Sure the internet and mobile technology makes all this so much easier but viral marketing is not a new phenomenon. Avon cosmetics and Tupperware have both been employing the basic principles of virus marketing for decades and Cicero has been reliably informed that Anne Summers parties work in the same way too though this is not something I can vouch for at first hand.

And so as you can see swine flu, Michael Jackson and marketing can be linked. It might not be a Thriller but it is not that Bad and you can be sure that successful brand virals won’t stop till they get enough.

Sorry.

Is it just me?

If you work in the health and safety industry or have health and safety OCD read no further.
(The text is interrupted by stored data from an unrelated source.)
PR #2164, opened 2025-07-18
`minicbor-lease` adapter for encoding straight into a lease

hawkw:
Based on [a suggestion][1] from @mkeeter, this branch adds an adapter that implements `minicbor::encode::write::Write` for a cursor into a writable lease. This lets us avoid double-buffering in the `read_ereports` path, where we would previously encode each ereport into the receive buffer, and then copy the contents of that into the lease if there is space for it. The new approach avoids the memcpy, and also doesn't encode the ereport in the case where there isn't space left for it.

I implemented the lease-writer adapter thing in a separate `minicbor-lease` crate, as I was hoping it would be useful elsewhere...but I'm not actually sure if it will be, now that I think of it: the IPC for delivering an ereport to packrat leases the data _from_ the caller, so callers will just encode into a normal buffer they own. Ah well.

[1]: https://github.com/oxidecomputer/hubris/pull/2126#discussion_r2198529251

### DIFF
--- a/lib/minicbor-lease/Cargo.toml
+++ b/lib/minicbor-lease/Cargo.toml
@@ -1,0 +1,11 @@
+[package]
+name = "minicbor-lease"
+version = "0.1.0"
+edition = "2021"
+
+[dependencies]
+minicbor = { workspace = true }
+idol-runtime = { workspace = true }
+
+[lints]
+workspace = true
--- a/lib/minicbor-lease/src/lib.rs
+++ b/lib/minicbor-lease/src/lib.rs
@@ -9,9 +9,10 @@
 
 /// An adapter implementing [`minicbor::encode::write::Write`] for
 /// [`idol_runtime::Leased`] byte buffers.
-pub struct LeasedWriter<A> {
-    lease: idol_runtime::Leased<A, [u8]>,
+pub struct LeasedWriter<'lease, A> {
+    lease: &'lease mut idol_runtime::Leased<A, [u8]>,
     pos: usize,
+    ran_out_of_space: bool,
 }
 
 #[derive(Copy, Clone, PartialEq)]
@@ -20,7 +21,7 @@ pub enum Error {
     EndOfLease,
 }
 
-impl minicbor::encode::write::Write for LeasedWriter<A>
+impl minicbor::encode::write::Write for LeasedWriter<'_, A>
 where
     A: idol_runtime::AttributeWrite,
 {
@@ -29,7 +30,8 @@ where
     fn write_all(&mut self, buf: &[u8]) -> Result<(), Self::Error> {
         let end = self.pos + buf.len();
         if end >= self.lease.len() {
-            return Error::EndOfLease;
+            self.ran_out_of_space = true;
+            return Err(Error::EndOfLease);
         }
         self.lease
             .write_range(self.pos..end, buf)
@@ -41,12 +43,12 @@ where
     }
 }
 
-impl<A> LeasedWriter<A>
+impl<A> LeasedWriter<'_, A>
 where
     A: idol_runtime::AttributeWrite,
 {
     /// Returns a new `LeasedWriter` starting at byte 0 of the lease.
-    pub fn new(lease: idol_runtime::Leased<A, [u8]>) -> Self {
+    pub fn new(lease: &mut idol_runtime::Leased<A, [u8]>) -> Self {
         Self { lease, pos: 0 }
     }
 
@@ -55,7 +57,7 @@ where
     ///
     /// This is intended for cases where some data has already been written to
     /// the lease.
-    pub fn starting_at(lease: idol_runtime::Leased<A, [u8]>) -> Self {
+    pub fn starting_at(lease: &mut idol_runtime::Leased<A, [u8]>) -> Self {
         Self { lease, pos: 0 }
     }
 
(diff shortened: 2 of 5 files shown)


hawkw:
@mkeeter Not sure whether you'd prefer to review this as its own PR or if I should just go ahead and merge it straight into #2126 --- whatever you'd prefer works for me!

mkeeter:
I'd vote to keep it separate!  Review to come (either this afternoon or Monday)

lib/minicbor-lease/Cargo.toml
```diff
@@ -0,0 +1,11 @@
+[package]
+name = "minicbor-lease"
+version = "0.1.0"
+edition = "2021"
```
mkeeter: Should we switch to 2024?  It's ✨the future✨

lib/minicbor-lease/src/lib.rs
```diff
@@ -0,0 +1,153 @@
...
+    /// The other side of the lease has gone away.
+    WentAway,
+    /// Data could not be written as there was no room left in the lease.
+    EndOfLease,
+}
+
+/// Errors returned by the [`minicbor::encode::write::Write`] implementation for
+/// [`LeasedWriter`].
+#[derive(Copy, Clone, PartialEq)]
+pub struct WriteError(());
```
mkeeter: Any reason not to do
```suggestion
pub struct WriteError;
```
?

lib/minicbor-lease/src/lib.rs
```diff
@@ -0,0 +1,153 @@
...
+        self.lease
+    }
+
+    /// Returns `true` if the last `write_all` call to return an error failed
+    /// due to running out of space.
+    ///
+    /// This is an unfortunate workaround for a limitation of the `minicbor`
+    /// API: the errors our `Write` implementation can return are wrapped in an
+    /// `encode::Error`, and we can't actually get our errors *out* of that
+    /// wrapper, so there's no way to tell whether the error was becasue we ran
```
mkeeter:
```suggestion
    /// wrapper, so there's no way to tell whether the error was because we ran
```

lib/minicbor-lease/src/lib.rs
```diff
@@ -0,0 +1,153 @@
...
+pub struct WriteError(());
+
+impl<A> minicbor::encode::write::Write for LeasedWriter<'_, A>
+where
+    A: idol_runtime::AttributeWrite,
+{
+    type Error = WriteError;
+
+    fn write_all(&mut self, buf: &[u8]) -> Result<(), Self::Error> {
+        let end = self.pos + buf.len();
```
mkeeter: Are we sensitive to panic sites here?  I don't feel strongly about it, but you could use checked addition (since if you overflow a `usize`, you're definitely out of space)

lib/minicbor-lease/Cargo.toml
hawkw: I believe the compiler pinned in `rust-toolchain.toml` is too old for edition 2024, and will have to be updated. But lemme double check.

hawkw: Yup: 
```console
eliza@theseus ~/Code/oxide/hubris $ cargo xtask build app/gimletlet/app-ereportlet.toml packrat
error: failed to load manifest for workspace member `/home/eliza/Code/oxide/hubris/lib/minicbor-lease`
referenced by workspace at `/home/eliza/Code/oxide/hubris/Cargo.toml`

Caused by:
  failed to parse manifest at `/home/eliza/Code/oxide/hubris/lib/minicbor-lease/Cargo.toml`

Caused by:
  feature `edition2024` is required

  The package requires the Cargo feature called `edition2024`, but that feature is not stabilized in this version of Cargo (1.83.0-nightly (a9a418d1a 2024-09-15)).
  Consider adding `cargo-features = ["edition2024"]` to the top of Cargo.toml (above the [package] table) to tell Cargo you are opting in to use this unstable feature.
  See https://doc.rust-lang.org/nightly/cargo/reference/unstable.html#edition-2024 for more information about the status of this feature.
```

It would be nice to update to a newer nightly and switch to the 2024 edition, but I would rather not do that as part of _this_ PR.

mkeeter: Agreed, carry on!

lib/minicbor-lease/src/lib.rs
hawkw: Yeah, that's not a bad idea!

hawkw:
@mkeeter opened an upstream issue to make the minicbor API less annoying: https://github.com/twittner/minicbor/issues/36

Cargo.toml
```diff
@@ -163,6 +163,10 @@ tlvc-text = { git = "https://github.com/oxidecomputer/tlvc", default-features =
 transceiver-messages = { git = "https://github.com/oxidecomputer/transceiver-control/", default-features = false }
 vsc7448-pac = { git = "https://github.com/oxidecomputer/vsc7448", default-features = false }
 
+[patch.crates-io]
+# See https://gitlab.com/robigalia/ssmarshal/-/merge_requests/2
+ssmarshal = { git = "https://gitlab.com/de-vri-es/ssmarshal", rev = "10e90cbe389c8f07c52815857551a051946881ab" }
```
hawkw, line 168: This is necessary due to `ssmarshal` no longer compiling with Rust 2024, as when the edition is Rust 2024, `serde` will require `core::error::Error` implementations for error types, and `ssmarshal` doesn't have those.

Since the last commit to ssmarshal's `main` branch was 8 years ago, I'm not convinced this PR gets merged any time soon. It would probably be worth getting rid of our ssmarshal deps at some point, since Hubpack is basically the same thing but more featureful...

lib/minicbor-lease/src/lib.rs
```diff
@@ -0,0 +1,122 @@
...
+
+/// An adapter implementing [`minicbor::encode::write::Write`] for
+/// [`idol_runtime::Leased`] byte buffers.
+pub struct LeasedWriter<'lease, A>
+where
+    A: idol_runtime::AttributeWrite,
+{
+    lease: &'lease mut idol_runtime::Leased<A, [u8]>,
+    pos: usize,
+    ran_out_of_space: bool,
```
mkeeter: Is this still needed, now that we can get the inner error?  I see it written, but no one ever actually checks it.

task/packrat/src/ereport.rs
```diff
@@ -143,41 +142,42 @@ impl EreportStore {
...
+            first_data_byte,
+            &mut data,
+        ));
+
+        fn handle_encode_err(
+            err: minicbor::encode::Error<minicbor_lease::Error>,
+        ) -> RequestError<EreportReadError> {
+            // These should always be write errors; everything we write should
+            // always encode successfully.
+            match err.into_write().unwrap_lite() {
```
mkeeter: This makes me nervous: if for some reason we try to send a message which _doesn't_ encode properly, it kills `packrat` instead of the caller.  I'd vote to instead return `ClientError::BadMessageContents` (with a comment saying it shouldn't ever happen), since `packrat` is supposed to remain alive under all circumstances.

hawkw: Hmm, that's fair, I'll make it do that.

mkeeter (approved):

Cicero would like to share with his more balanced readers the latest absurdity.

In an effort to relieve the oppressive heat under which me and my fellow co-workers were being forced to toil to ensure public safety, I opened the fenestration in my top secret bunker. Quicker than it takes to say litigation, my competence in this highly skilled task was being questioned and why I was breaching health and safety. My defence that I had been opening widows without incident since before health and safety was invented when we had common sense, cut no ice with the gauleiters who threatened to remove all privileges from me.

Ridiculous. Health and safety was invented to improve the safety in dangerous industries like mining, construction and the like. It was not designed for bureaucrats and salariats like me. In this instance common sense lost out, yet again. The world is going slowly mad. Is it only me who thinks personal responsibility is being strangled?

Have a great week.

Sit felix. Et sit fortunatus.

1 comment:

Julie Umerle said...

Hi Cicero, Glad to see that you have returned the facility to us plebs to post a comment. I do enjoy a level of debate in these blogs... Thank you.